[Dataset entries]

[Start of section]

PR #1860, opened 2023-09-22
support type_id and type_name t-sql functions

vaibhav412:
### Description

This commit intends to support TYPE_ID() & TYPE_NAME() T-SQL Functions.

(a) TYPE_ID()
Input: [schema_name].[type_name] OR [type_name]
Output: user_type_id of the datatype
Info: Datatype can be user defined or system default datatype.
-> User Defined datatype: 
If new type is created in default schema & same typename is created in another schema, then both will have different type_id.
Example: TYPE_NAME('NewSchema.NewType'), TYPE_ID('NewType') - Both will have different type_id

[End of section]

## What the task requires:
In the records, locate each line holding the string "will" and copy it.

## Result of the exercise:
If new type is created in default schema & same typename is created in another schema, then both will have different type_id.
Example: TYPE_NAME('NewSchema.NewType'), TYPE_ID('NewType') - Both will have different type_id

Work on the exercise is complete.